On April 9, 2009, the Appeals Council issued an order stating that "[a]lthough Dr. Neal is a treating physician, his opinion is not supported by medical evidence in the file and is given little weight." [AR 6.] In cases where, as here, evidence has been considered for the first time by the Appeals Council, the court will "consider on appeal both the ALJ's decision and the additional material submitted to the Appeals Council." Ramirez v. Shalala, 8 F.3d 1449, 1452 (9th Cir. 1993). In this case, the Appeals Council summarily dismissed five years of medical records from Dr. Neal. [AR 6, 732-970.] Additionally, it is not apparent from the ALJ's decision or the list of evidence presented at the administrative hearing that the ALJ had a chance to review any of Dr. Neal's records. [AR 1, 96-113.] The questionnaire completed by Dr. Neal and his medical records are significant and probative to the disability determination and should have been considered by the Commissioner. Id. at 1454 (reversing Commissioner's decision when Appeals Council disregarded relevant medical evidence); see also Booz v. Secretary, 734 F.2d 1378, 1380 (9th Cir. 1984)(remanding for reconsideration by the ALJ where there is a "reasonable possibility" that new evidence would have changed the outcome of the case). Accordingly, reversal is required.

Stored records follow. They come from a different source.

PR #469, opened 2022-01-04
Remove selenium ohio

flooie:
PR removes selenium from use in Ohio Supreme and Ohio lower courts

Additionally it fixes the citation form to match Ohio's form and replaces
a few tests that were broken (ie empty).

This is equivalent to a previous PR but a merge with the neutral/paralell citation update 
caused havoc.


mlissner:
LGTM.

PR #470, opened 2022-01-04
Texas drop selenium

flooie:
PR drops selenium for Texas 

Adds deferring list for case name capture.


juriscraper/opinions/united_states/state/tex.py
```diff
@@ -14,298 +14,125 @@
...
-
-                        remove_anchors = lambda url: url.split("#")[0]
-                        html_tree.rewrite_links(remove_anchors)
-                        html_pages.append(html_tree)
-                    self.webdriver.quit()
-            return html_pages
 
     def _get_case_names(self):
-        def fetcher(url):
+        """Get case names using a deferring list."""
```
mlissner, line 107: This looks better, but I hesitate about your use of `self`:

 - You're using the class to pass seeds around. Could you get the seeds in a tidy way here instead of setting them up above? 
 - You're using self._download(), which means you have to use self.html, and self.url, and self.parameters. It's all a bit complex. Could you just not use `self` for any of that, and do a simple download instead? It'd be a lot easier and it wouldn't worry me about side effects of resetting self.html that we might be encountering someday.

Otherwise, looks like the right idea.

mlissner (changes requested):

juriscraper/opinions/united_states/state/tex.py
flooie: I do use the self.html - the link is passed in for logging purposes

flooie: I suppose the answer is always yes.

flooie: as usual - it looks a bit nicer.  It also let me find - and cleanup - the naming convention for the case where the court just leaves off the State of Texas because it is presumed in the Court of Criminal Appeals.

flooie:
@mlissner I think this is ready to be merged.

mlissner (approved):

PR #471, opened 2022-01-04
Remove Selenium NYAPPTERM

flooie:
PR Removes selenium from Ny App Term and subsidiaries.


juriscraper/OpinionSiteLinear.py
```diff
@@ -70,3 +70,6 @@ def _get_parallel_citations(self):
 
     def _get_summaries(self):
         return self._get_optional_field_by_id("summary")
+
+    def _get_west_citations(self):
+        return self._get_optional_field_by_id("west_citation")
```
mlissner, line 75: Isn't this no-longer a thing?

flooie: ugh ... no - if it is my rebase was just faulty.

flooie: ah I see this was just missed in the previous release and not a failed rebase.

flooie: actually I have no idea how that got there.

flooie: dropped this random addition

The decision whether to remand for further proceedings is within the discretion of the district court. Harman v. Apfel, 211 F.3d 1172, 1175-1178 (9th Cir. 2000). Where no useful purpose would be served by further proceedings, or where the record has been fully developed, it is appropriate to exercise this discretion to direct an immediate award of benefits. Harman, 211 F.3d at 1179 (decision whether to remand for further proceedings turns upon their likely utility). However, where there are outstanding issues that must be resolved before a determination can be made, and it is not clear from the record that the ALJ would be required to find the claimant disabled if all the evidence were properly evaluated, remand is appropriate. Id. Here, as set out above, outstanding issues remain before a finding of disability can be made. In particular, where critical evidence appears to have been presented first to the Appeals Council and not before the ALJ, a new evidentiary hearing is required so that the ALJ may have an opportunity to evaluate the evidence. Id. at 1180. Accordingly, remand is appropriate.


Accordingly, IT IS ORDERED that:

1. The decision of the Commissioner is REVERSED.

2. This action is REMANDED to defendant, pursuant to Sentence Four of 42 U.S.C. § 405(g), for further proceedings as discussed above.

3. The Clerk of the Court shall serve this Decision and Order and the Judgment herein on all parties or counsel.